In the spring, I met up with a group of girlfriends for dinner and drinks before going to see the "Sex And The City: The Movie." Being a big fan of the HBO series, I was looking forward to the film. Two hours into the two-and-a-half hour flick, I thought, eh, it's OK and it's a bit too long.
During my recent staycation, I watched the movie again on DVD. This time around, I still thought it was too long, but instead of being OK I now think it's a load of crap.
|Only Charlotte, left, comes off as sympathetic in "Sex and the City: The Movie"
First off, I loved all four of the main characters, each different, but each fantastic in her own unique way. Samantha, the utter id who did it all her way, Charlotte, the eternal optimist, Miranda, the cynical career woman and Carrie, the voice of reason with the pathological shopping problem.

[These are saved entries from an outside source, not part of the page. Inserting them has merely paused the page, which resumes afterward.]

Issue #649, opened 2022-06-20
ListenBucketNotificationsAsync usage


DominikHerold:
Hi,

I'm running locally a MinIO instance and implemented the `ListenBucketNotifications` like it is described [here](https://github.com/minio/minio-dotnet/blob/master/Minio.Examples/Cases/ListenBucketNotifications.cs)
I'm uploading a file via the MinIO console but the `onNext` Action does not kick in due to `onCompleted` is already executed. 
Actually `ListenBucketNotificationsAsync` is intended to get informed in case `EventType` is `EventType.ObjectCreatedAll`, isn't it?
Did I missed something or is there another way to get informed when a file is uploaded?
Thanks in advance.

ebozduman:
@DominikHerold 

I cannot reproduce the issue here with my local setup.
Could you please attach here the code you've seen the problem with?

ebozduman:
I reproduced the issue.
It turns out that this is just a simple timing issue as anticipated. So, subscriber needs some time to create notification for the event to be captured.
That is, if you add some sleep time after the event happens, then it will be captured and reported as expected.

Example:
```
using System.Threading;
                :
                :
                await _minio.PutObjectAsync(putObjectArgs);
                Console.WriteLine("Successfully uploaded");
                Thread.Sleep(350);
```

Please give it a try and let us know. You may close the issue if it works.

ebozduman:
@DominikHerold 

Did you have a chance to check it out?

ebozduman:
Closing...
Everything works as expected.

codemnk:
Having same issue. onCompleted is executed almost immediately after observable.Subscribe.
I am pretty sure the issue is in using of async void lambda in
https://github.com/minio/minio-dotnet/blob/f30de0606072b06d2553f8ec24efde4def631ad7/Minio/DataModel/BucketOperationsArgs.cs#L398

ResponseWriter is Action<Stream>. 
Basically response is disposed before stream is processed since calling code does not "await" on async void lambda.
https://devblogs.microsoft.com/pfxteam/potential-pitfalls-to-avoid-when-passing-around-async-lambdas/
https://www.jetbrains.com/help/resharper/AsyncVoidLambda.html

ebozduman:
Thank you @codemnk 
I'll check it out and fix the issue accordingly.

After watching the movie again, the only one I liked was Charlotte. She was the only one who remained true to her character, confessing that she found something she loved about her life and her marriage everyday.

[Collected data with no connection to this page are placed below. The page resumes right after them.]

PR #677, opened 2022-08-15
Fixing issue 673

anthonyMc11:
When the listObjects is called the region was not being calculated ( because the objectName is null) .
This caused a error on s3 to use the perminently redirected address instead of getting the files, now the region is calculated correctly, the code works as expected


ebozduman (approved):
LGTM

ebozduman:
@anthonyMc11 
Please fix the build issues.

About build issue on Linux: 
Please run `dotnet regitlint` and push the lint changes into your PR.

About build failure on Windows:
```
MinIO API responded with message=Storage backend has reached its minimum free drive threshold. Please delete a few objects to proceed.","error":"Minio.Exceptions.UnexpectedMinioException: MinIO API responded with message=Storage backend has reached its minimum free drive threshold. Please delete a few objects to proceed.
```

This could be a false alert/glitch. The docker image used in this test is Windows base OS container, hence we should not have a storage space problem there.
Let's see how the build tests run after pushing the regitlint change.

anthonyMc11:
@ebozduman  I have completed the lint command and updated my PR with the result of it

anthonyMc11:
merged in master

Miranda was turned into the worst version of her sometimes bitter self -- unforgivingly judgmental, angry and utterly unyielding. Samantha turns to food to suppress her primal instincts because she just can't be a one-guy gal. And finally Carrie, who ditches the quiet restrained wedding she was going to have with twice-divorced Mr. Big for a Page Six extravaganza because of "the dress."
OK, the characters were always more or less two-dimensional representations of archetypes. In the movie, those types are whittled down to a sliver. When did the writers lose their respect for these ladies?
I'm growing increasingly dismayed by how women are portrayed in movies. Watch the trailers for these two upcoming movies -- "Bride Wars" and "He's Just Not That Into You." According to "Bride Wars," women are so self-absorbed and petty that they would battle with and lose a best friend rather than pick another day to hold a wedding.
And yet Hollywood keeps churning out this junk. Why? Because we women spend money to see it! I'm guilty -- I saw "Sex And The City" twice!
Does anyone else share my dismay about the portrayal of women in films? Anyone else think "Sex And The City" was more like hate mail than a love letter?